# [Material supplied]
PR #3786, opened 2015-07-11
[2.2] Local extension autoloader enhancements

GawainLynch:
* **[General]** Added a very early shutdown function to pre-catch errors that occur before the application object is built. Hopefully less *White Screens of Death*

* Added a nut command to force the rebuild `./app/nut extensions:autoloader`
* When a fatal error occurs in an extension that is a result of a missing class, we will try to rebuild the autoloader and then either redirect to the intended page, or display the full error:
screenshot from 2015-07-11 15-59-41

### DIFF
--- a/app/bootstrap.php
+++ b/app/bootstrap.php
@@ -50,17 +50,18 @@ return call_user_func(
             );
         }
 
-        // Register a PHP shutdown function to catch fatal error
-        register_shutdown_function(array('\Bolt\Exception\LowlevelException', 'catchFatalErrors'));
+        // Register a PHP shutdown function to catch early fatal errors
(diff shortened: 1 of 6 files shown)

# [Directions]
Reproduce all of the listing, exactly as given.

# [Answer to this problem]
PR #3786, opened 2015-07-11
[2.2] Local extension autoloader enhancements

GawainLynch:
* **[General]** Added a very early shutdown function to pre-catch errors that occur before the application object is built. Hopefully less *White Screens of Death*

* Added a nut command to force the rebuild `./app/nut extensions:autoloader`
* When a fatal error occurs in an extension that is a result of a missing class, we will try to rebuild the autoloader and then either redirect to the intended page, or display the full error:
screenshot from 2015-07-11 15-59-41

### DIFF
--- a/app/bootstrap.php
+++ b/app/bootstrap.php
@@ -50,17 +50,18 @@ return call_user_func(
             );
         }
 
-        // Register a PHP shutdown function to catch fatal error
-        register_shutdown_function(array('\Bolt\Exception\LowlevelException', 'catchFatalErrors'));
+        // Register a PHP shutdown function to catch early fatal errors
(diff shortened: 1 of 6 files shown)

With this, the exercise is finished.